Deploying Distributed Cluster
This page provides instructions on how to deploy a distributed cluster for Fluss on bare machines.
Requirements
Hardware Requirements
Fluss runs on all UNIX-like environments, e.g. Linux, Mac OS X. To build a distributed cluster, you need to have at least two nodes. This doc provides a simple example of how to deploy a distributed cluster on three nodes.
Software Requirements
Before you start to set up the system, make sure you have the following software installed on each node:
- Java 17 or higher (Java 8 and Java 11 are not recommended)
- Zookeeper 3.6.0 or higher (It is not recommended to use zookeeper versions below 3.6.0)
If your cluster does not fulfill these software requirements you will need to install/upgrade it.
JAVA_HOME
Configuration
Flink requires the JAVA_HOME
environment variable to be set on all nodes and point to the directory of your Java installation.
Fluss Setup
This part will describe how to set up Fluss cluster consisting of one coordinator server and multiple tablet servers across three machines. Suppose you have three nodes have ip address:
- Node1:
192.168.10.1
- Node2:
192.168.10.2
- Node3:
192.168.10.3
Node1 will deploy the CoordinatorServer and one TabletServer, Node2 and Node3 will deploy one TabletServer.
Preparation
-
Make sure ZooKeeper has been deployed, and assuming the ZooKeeper address is
192.168.10.99:2181
. see Running zookeeper cluster to deploy a distributed ZooKeeper. -
Download Fluss
Go to the downloads page and download the latest Fluss release.
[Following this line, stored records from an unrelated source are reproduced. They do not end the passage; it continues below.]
PR #1078, opened 2017-09-13
Increase dbus client timeouts during CA install

zultron:
In FreeIPA 4.5 and 4.6, the `ipa-server-install` program can fail during the "Configuring certificate server (pki-tomcatd)" stage on a heavily-loaded host.

The dogtag service is memory intensive, and on a memory-constrained system, can be unresponsive right after start-up, especially for expensive operations that generate new certificates.

These delays can cause failures when dbus clients time out while attempting to run
new certificate operations through certmonger.  This patch changes dbus client timeouts for some such operations to 120 seconds (from the default 25 seconds).

### DIFF
--- a/ipalib/install/certmonger.py
+++ b/ipalib/install/certmonger.py
@@ -31,6 +31,7 @@ import shlex
 import subprocess
 import tempfile
 from ipalib import api
+from ipalib.constants import CA_DBUS_TIMEOUT
 from ipapython.ipa_log_manager import root_logger
 from ipapython.dn import DN
 from ipaplatform.paths import paths
@@ -595,7 +596,9 @@ def modify_ca_helper(ca_name, helper):
         old_helper = ca_iface.Get('org.fedorahosted.certmonger.ca',
                                   'external-helper')
         ca_iface.Set('org.fedorahosted.certmonger.ca',
-                     'external-helper', helper)
+                     'external-helper', helper,
+                     # Give dogtag extra time to generate cert
+                     timeout=CA_DBUS_TIMEOUT)
         return old_helper
 
 
--- a/ipaserver/install/dogtaginstance.py
+++ b/ipaserver/install/dogtaginstance.py
@@ -29,6 +29,7 @@ import pki.system
 
 from ipalib import api, errors
 from ipalib.install import certmonger
+from ipalib.constants import CA_DBUS_TIMEOUT
 from ipaplatform import services
 from ipaplatform.constants import constants
 from ipaplatform.paths import paths
@@ -261,7 +262,9 @@ class DogtagInstance(service.Service):
                 iface.add_known_ca(
                     name,
                     command,
-                    dbus.Array([], dbus.Signature('s')))
+                    dbus.Array([], dbus.Signature('s')),
+                     # Give dogtag extra time to generate cert
+                    timeout=CA_DBUS_TIMEOUT)
 
     def __get_pin(self):
         try:
--- a/ipalib/constants.py
+++ b/ipalib/constants.py
@@ -281,6 +281,8 @@ IPA_CA_CN = u'ipa'
 IPA_CA_RECORD = "ipa-ca"
 IPA_CA_NICKNAME = 'caSigningCert cert-pki-ca'
 RENEWAL_CA_NAME = 'dogtag-ipa-ca-renew-agent'
+# How long dbus clients should wait for CA certificate RPCs [seconds]
+CA_DBUS_TIMEOUT = 120
 
 # regexp definitions
 PATTERN_GROUPUSER_NAME = '^[a-zA-Z0-9_.][a-zA-Z0-9_.-]*[a-zA-Z0-9_.$-]?$'


ipalib/install/certmonger.py
```diff
@@ -595,7 +595,7 @@ def modify_ca_helper(ca_name, helper):
         old_helper = ca_iface.Get('org.fedorahosted.certmonger.ca',
                                   'external-helper')
         ca_iface.Set('org.fedorahosted.certmonger.ca',
-                     'external-helper', helper)
+                     'external-helper', helper, timeout=120)
```
felipevolpone: It would be nice to have a code comment here, explaining briefly why we are setting the timeout to this value.

ipaserver/install/dogtaginstance.py
```diff
@@ -261,7 +261,7 @@ def configure_certmonger_renewal(self):
                 iface.add_known_ca(
                     name,
                     command,
-                    dbus.Array([], dbus.Signature('s')))
+                    dbus.Array([], dbus.Signature('s')), timeout=120)
```
felipevolpone: It would be nice to have a code comment here, explaining briefly why we are setting the timeout to this value.

ipalib/install/certmonger.py
zultron: Done.

ipaserver/install/dogtaginstance.py
zultron: Done.  Thanks for the review.

stlaz:
I actually don't think this change will change much. The crash we're seeing is pretty deterministic, really. Do go ahead and try:
```bash
domain=IPA.TEST; docker run -t --name freeipa-popelnice -h $HOSTNAME \
                         --tmpfs /run --tmpfs /tmp --security-opt seccomp:unconfined \
                         -v /dev/urandom:/dev/random:ro -v /opt/ipa-data/master:/data \
                         -v /sys/fs/cgroup:/sys/fs/cgroup:ro --cap-add=SYS_TIME \
                         -e DEBUG_TRACE=1 -e DEBUG_NO_EXIT=1 freeipa:fedora-26 \
                        --hostname $HOSTNAME --domain $domain --realm ${domain^^} \
                        -p milan_je_buh123 -a milan_je_buh123 --setup-dns --auto-forwarders --no-reverse -U
```
It should fail on `pkispawn` during a `pki-tomcat` start up. Dogtag seems to be trying to set up a kernel keyring but is denied.

I am currently trying to get some more info from the Dogtag guys.

zultron:
@stlaz, you're right, this PR doesn't address the problem you're pointing out.  (I work around that problem for now with `docker run --privileged`.)

This PR addresses dbus timeouts breaking the install.  This can happen on memory-constrained systems, where any swapping after dogtag startup can exceed the default 25 second dbus default timeout.

rcritten:
I don't see a downside in increasing the timeout whether it's for memory constrained systems, slow disks or whatever. Fast systems will never hit it so it's a moot point in that case. The 120 seconds seems arbitrary though, how did you come up with it? Should there be a define somewhere, DBUS_TIMEOUT, and use that instead? I think I'd want a comment about the default 25 seconds (or whatever it is) as well to leave a bread crumb for future devs.

zultron:
@rcritten, the 120 seconds is arbitrary, you're correct.  On a system that swaps pretty heavily during dogtag startup, the certmonger request was observed to take 61 seconds to complete, so I chose a value around 2x.  Do you have another suggestion for determining the timeout?

I'm fine with adding the additional comments and plumbing in a `DBUS_TIMEOUT` parameter of some sort.

Thanks for the review and suggestions.

stlaz:
I agree with @rcritten that this should be a constant. Personally, I would probably have it configurable as well.

rcritten:
It can get tricky to make this sort of thing configurable because normally you'd put this sort of value into /etc/ipa/default.conf but since there is no config yet...

I'd be ok with hardcoding it. There is precedence for that elsewhere.

Normally I'd like to see some sort of "Waiting" message somewhere in the case of log timeouts so users don't think something is hung up but in this case I don't see an obvious place to put it. I think for the average user this is fine given AFAIK this timeout hasn't come up before. On underpowered h/w I'd hope that the user would expect things to take forever.

zultron:
Please see the updated PR.

I admit to being a bit out of my depth here, and wasn't sure if `ipalib.constants.DEFAULT_CONFIG['dbus_certmonger_timeout']` placed near other timeouts would be better than e.g. `ipalib.constants.DBUS_CERTMONGER_TIMEOUT` by itself.

stlaz:
The `DEFAULT_CONFIG` dictionary serves for initializing the `api`. You want to put your constant among the others outside the `DEFAULT_CONFIG`.

zultron:
Thanks, @stlaz, PR updated.

rcritten:
LGTM, tested ok in master (after minor rebase). Will wait for add'l reviews before giving final ack.

stlaz:
If @rcritten tested this, it's ok with me. ACK.

tomaskrizek:
@stlaz Please make sure all the tests executed and green before acking :) PR CI wasn't triggered before.

The commit message is also missing an upstream ticket -- do we want to create one or do we just push this to master only?

zultron:
@tomaskrizek, I'd like this to go into a 4.6 release, if possible.  I went ahead and created [issue #7213] on pagure (with the assumption that that's where "upstream" is), and added that URL to the commit log (it's [pushed][2], but there seems to be some lag in updating this PR).

[1]:  https://pagure.io/freeipa/issue/7213
[2]: https://github.com/zultron/freeipa/tree/ipa-4-5-dbus-timeouts

stlaz:
We'll add this to the master and backport to the `ipa-4-6` branch. I did not notice tests were failing, sorry.

tomaskrizek:
@zultron Thanks for creating the issue and linking it!

tomaskrizek:
I've re-based the commit against `master` and opened #1170 for it. We'll also backport it to `ipa-4-6`. I'm closing this PR since it's opened against `ipa-4-5`.

Thanks for your contribution, I apologize for the bureaucracy :)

After downloading the latest release, copy the archive to all the nodes and extract it:
tar -xzf fluss-0.5.0-bin.tgz
cd fluss-0.5.0/
Configuring Fluss
After having extracted the archived files, you need to configure Fluss for the cluster by editing conf/server.yaml
For Node1, the config is as follows:
coordinator.host: 192.168.10.1
coordinator.port: 9123
zookeeper.address: 192.168.10.99:2181
zookeeper.path.root: /fluss
tablet-server.host: 192.168.10.1
tablet-server.id: 1
For Node2, the config is as follows:
zookeeper.address: 192.168.10.99:2181
zookeeper.path.root: /fluss
tablet-server.host: 192.168.10.2
tablet-server.id: 2
For Node3, the config is as follows:
zookeeper.address: 192.168.10.99:2181
zookeeper.path.root: /fluss
tablet-server.host: 192.168.10.3
tablet-server.id: 3
tablet-server.id
is the unique id of the TabletServer, if you have multiple TabletServers, you should set different id for each TabletServer.- In this example, we only set the properties that must be configured, and for some other properties, you can refer to Configuration for more details.
Starting Fluss
To start Fluss, you should first to start a CoordinatorServer in node1 and then start each TabletServer in node1, node2, node3. The command is as follows:
Starting CoordinatorServer
In node1, starting a CoordinatorServer:
./bin/coordinator-server.sh start
Starting TabletServer
In node1, node2, node3, starting a TabletServer is as follows:
./bin/tablet-server.sh start
After that, the Fluss distributed cluster is started.
Interacting with Fluss
After the Fluss cluster is started, you can use Fluss Client (e.g., Flink SQL Client) to interact with Fluss. The following subsections will show you how to use Flink SQL Client to interact with Fluss.
Flink SQL Client
Using Flink SQL Client to interact with Fluss.
Preparation
You can start a Flink standalone cluster refer to Flink Environment Preparation
Note: Make sure the Fluss connector jar already has copied to the lib
directory of your Flink home.
Add catalog
In Flink SQL client, a catalog is created and named by executing the following query:
CREATE CATALOG fluss_catalog WITH (
'type'='fluss',
'bootstrap.servers' = '192.168.10.1:9123'
);
Do more with Fluss
After the catalog is created, you can use Flink SQL Client to do more with Fluss, for example, create a table, insert data, query data, etc. More details please refer to Flink Getting Started.